QUEUE OF CABS WAITED OUT IN FRONT
of the Four Seasons. I climbed in the first one, gave the driver the address of the Amble Inn, and sat back while he hit the lock switch.

We rode in silence until we passed through the blinking stoplight at 18th and Rhode Island Avenue and I saw the swirl of red, white, and blue lights from the two D.C. fire trucks pulled up in front of the inn. Smoke poured from my bathroom window. A ladder stood propped against the wall, a fire hose snaking up beside it.

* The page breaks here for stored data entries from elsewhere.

PR #75, opened 2025-02-27
Pull Upstream Payment and SDK Changes

DaughterOfMars:
## Description

Another attempt to pull upstream changes, but this time keeping the payments package. I have removed anything `pyth` related and simplified the API.

PR #97, opened 2025-04-02
feat(workflows): test publishing

Thoralf-M:
Test publishing the package and registering a name with it, testing this was removed in https://github.com/iotaledger/iota-names/pull/75 as in upstream they don't publish to a localnet anymore because of the pyth dependency


.github/workflows/typescript.yaml
```diff
@@ -74,4 +74,14 @@ jobs:
           IS_CI_JOB: true
           NETWORK: localnet
         run: |
-          iota start --with-faucet --force-regenesis --epoch-duration-ms 120000 > /dev/null 2>&1 & cd sdk && VITE_IOTA_BIN="iota" pnpm test:e2e
```
thibault-martinez, line 77: How was this line working with the `cd` just after `iota start`?

Thoralf-M: Because of the `&` it just runs everything before in the background and then starts from the `cd sdk`

thibault-martinez: Hmm ok, I thought we still needed a connector of some sort after the background operator, TIL 👍🏻

.github/workflows/typescript.yaml
```diff
@@ -74,4 +74,14 @@ jobs:
...
+          iota start --with-faucet --force-regenesis --epoch-duration-ms 120000 > /dev/null 2>&1 &
+          cd sdk
+          VITE_IOTA_BIN="iota" pnpm test:e2e
+          sleep 5 # wait some time for the network
+          iota client --yes new-env --alias localnet --rpc http://127.0.0.1:9000
+          iota client switch --env localnet
+          iota client faucet
+          cd ../scripts
+          export NETWORK=localnet
+          pnpm ts-node init/init.ts
```
thibault-martinez: Will need to update this after https://github.com/iotaledger/iota-names/pull/101

scripts/transactions/test-register-name.ts
thibault-martinez, line 1: Is this the right place to do tests? Feels a bit weird

Thoralf-M: I put it there because I thought one could also run this to test something manually locally, but also wasn't sure where to put it, any suggestion?

.github/workflows/typescript.yaml
Thoralf-M: Done in https://github.com/iotaledger/iota-names/pull/97/commits/f2179b0f739b9574e6ee693186dcc1fd427ab554

scripts/transactions/test-register-name.ts
thibault-martinez: `scripts/tests/*`?

Thoralf-M: If we want it only as test yes, but as I said I think it might be useful not as "test" like in the CI only, but can only be useful to run locally so you have a registered name and then `scripts/tests/*` would be also wrong
Or do you think it's not that useful to have as script to run manually and should be only test for the CI?

scripts/transactions/test-register-name.ts
```diff
@@ -0,0 +1,103 @@
+// Copyright (c) Mysten Labs, Inc.
```
thibault-martinez: Did we copy anything?

scripts/transactions/test-register-name.ts
thibault-martinez: IMO we shouldn't care too much about use cases here, we're not writing an SDK

scripts/transactions/test-register-name.ts
Thoralf-M: Some individual parts, but I guess not needed for this file

Thoralf-M: Changed in https://github.com/iotaledger/iota-names/pull/97/commits/edfd360a0481a3cf2c75b6dacb34a99720c84131

scripts/transactions/test-register-name.ts
Thoralf-M: Moved in https://github.com/iotaledger/iota-names/pull/97/commits/edfd360a0481a3cf2c75b6dacb34a99720c84131

scripts/transactions/test-register-name.ts
thibault-martinez: Doesn't look changed to me. But also fine keeping it.

scripts/tests/test-register-name.ts
thibault-martinez, line 1: I'd drop the `test-` prefix then

scripts/transactions/test-register-name.ts
Thoralf-M: Ah I changed it and then run pnpm lint:fix which adds it again

scripts/tests/register-name.ts
```diff
@@ -0,0 +1,103 @@
...
+		target: `${config.packageId}::payment::register`,
+		arguments: [receipt, tx.object(config.iotaNames), tx.object('0x6')],
+	});
+	const signer = getSigner();
+	tx.transferObjects([nft], tx.pure.address(signer.getPublicKey().toIotaAddress()));
+
+	const res = await signAndExecute(tx, network);
+	if (res.errors) {
+		console.error('Transaction failed:', res.errors);
+		return;
```
thibault-martinez: Would this actually make the CI fail or would it just log ?

Thoralf-M: This would just log, changing to throw

Thoralf-M: https://github.com/iotaledger/iota-names/pull/97/commits/01b0e119f9dec9cf353f9f935d758e9e1519a869

thibault-martinez (approved):

DaughterOfMars (approved):

PR #101, opened 2025-04-02
Pass network as CLI argument to init.ts

### LINKED ISSUE #100: Pass network as argument to init.ts instead of env variable

theiari:
Pass network as CLI argument to init.ts instead of relying on the env variable, makes it easier to use


scripts/init/init.ts
```diff
@@ -5,15 +5,20 @@
 import { publishPackages } from './publish';
 import { setup } from './setup';
 
+// Extract network argument from command-line arguments
+const args = process.argv.slice(2); // Get arguments passed after `node init.ts`
+const network = args[0]; // First argument should be the network
```
thibault-martinez, line 16: Maybe we should check the length of `args` and warn here if it's not correct, because otherwise it'll panic and the check L13 is useless anyway?

scripts/init/init.ts
```diff
@@ -5,15 +5,20 @@
...
+
 export const init = async (network: string | undefined, isCIJob: boolean) => {
-	if (!network)
+	if (!network) {
 		throw new Error(
-			'Network not defined. Please run `export NETWORK=mainnet|testnet|devnet|localnet`',
+			'Network not defined. Please run `node init.js <network>` (e.g., mainnet, testnet, devnet, localnet)',
```
Thoralf-M: It's easier to use `ts-node` to execute .ts files as this will run the `tsc` step for you and since not everyone wants to install it globally it can be used via a script in package.json or with `pnpm` as in the README.md: `pnpm ts-node init/init.ts`

scripts/init/init.ts
```diff
@@ -5,15 +5,20 @@
 import { publishPackages } from './publish';
 import { setup } from './setup';
 
+// Extract network argument from command-line arguments
+const args = process.argv.slice(2); // Get arguments passed after `node init.ts`
+const network = args[0]; // First argument should be the network
+
 export const init = async (network: string | undefined, isCIJob: boolean) => {
-	if (!network)
+	if (!network || args.length !== 1) {
```
thibault-martinez: Not sure we can actually check here, by the time we call `init`, L10 would have already panicked

scripts/init/init.ts
```diff
@@ -5,15 +5,26 @@
...
+}
+
+const network = args[0]; // First argument should be the network
+
 export const init = async (network: string | undefined, isCIJob: boolean) => {
-	if (!network)
+	if (!network) {
 		throw new Error(
-			'Network not defined. Please run `export NETWORK=mainnet|testnet|devnet|localnet`',
+			'Network not defined or too many arguments. Please run `pnpm ts-node init.js <network>` (e.g., mainnet, testnet, devnet, localnet)',
```
thibault-martinez:
```suggestion
			'Network not defined. Please run `pnpm ts-node init.js <network>` (e.g., mainnet, testnet, devnet, localnet)',
```

scripts/init/init.ts
```diff
@@ -5,15 +5,26 @@
...
+}
+
+const network = args[0]; // First argument should be the network
+
 export const init = async (network: string | undefined, isCIJob: boolean) => {
-	if (!network)
+	if (!network) {
 		throw new Error(
-			'Network not defined. Please run `export NETWORK=mainnet|testnet|devnet|localnet`',
+			'Network not defined. Please run `pnpm ts-node init.js <network>` (e.g., mainnet, testnet, devnet, localnet)',
```
thibault-martinez:
```suggestion
			'Network not defined. Please run `pnpm ts-node init.ts <network>` (e.g., mainnet, testnet, devnet, localnet)',
```

Thoralf-M (approved):

thibault-martinez (approved):

PR #104, opened 2025-04-02
Transfer to new owner in init.ts

Alex6323:


scripts/init/init.ts
```diff
@@ -2,18 +2,53 @@
...
+
+    const client = getClient(network);
+    const res = await client.getOwnedObjects({
+        newOwner: getActiveAddress(),
+        options: { showType: true },
+    });
+    const ownedNonCoinObjects = (res.data as IotaObjectResponse[])
+        .filter((x) => x.data?.type !== '0x2::coin::Coin<0x2::iota::IOTA>')
+        .map((x) => x.data?.objectId)
+        .filter((id): id is string => typeof id === "string");
```
Thoralf-M: Wait, isn't this dangerous? :trollface:

Thoralf-M: I found a solution that doesn't require hardcoded values but still filters it out:
```TS
	const config = readPackageInfo(network);
	const configValues = Object.entries(config)
		.map(([key, value]) => value)
		.filter((v) => typeof v === 'string');

	const ownedObjectsPage = await client.getOwnedObjects({
		owner: config.adminAddress,
		options: { showContent: true },
	});

	let objectsToTransfer = [];
	for (const object of ownedObjectsPage.data) {
		for (const configValue of configValues) {
			if (JSON.stringify(object).includes(configValue)) {
				objectsToTransfer.push(object.data?.objectId);
				break;
			}
		}
	}
	console.log('Objects to transfer:', objectsToTransfer.length);
	console.log(objectsToTransfer);
```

I could see it all unfolding in my mind's eye: the lock popped out in the hall or the hasp just ripped off the jamb, the room tumbled, finally a gloved hand (no prints) flicks on the bathroom light and opens the door just as the bulb explodes and burning embers tumble into the little pool of gas in the sink below. Was the gloved hand surprised? I wondered. Did it try to grab the envelope off the Gideon Bible in that fraction of a second before it realized its flesh would melt if it tried? Did it have any idea the paper inside was blank? No, it would have happened too fast. I still had surprise on my side.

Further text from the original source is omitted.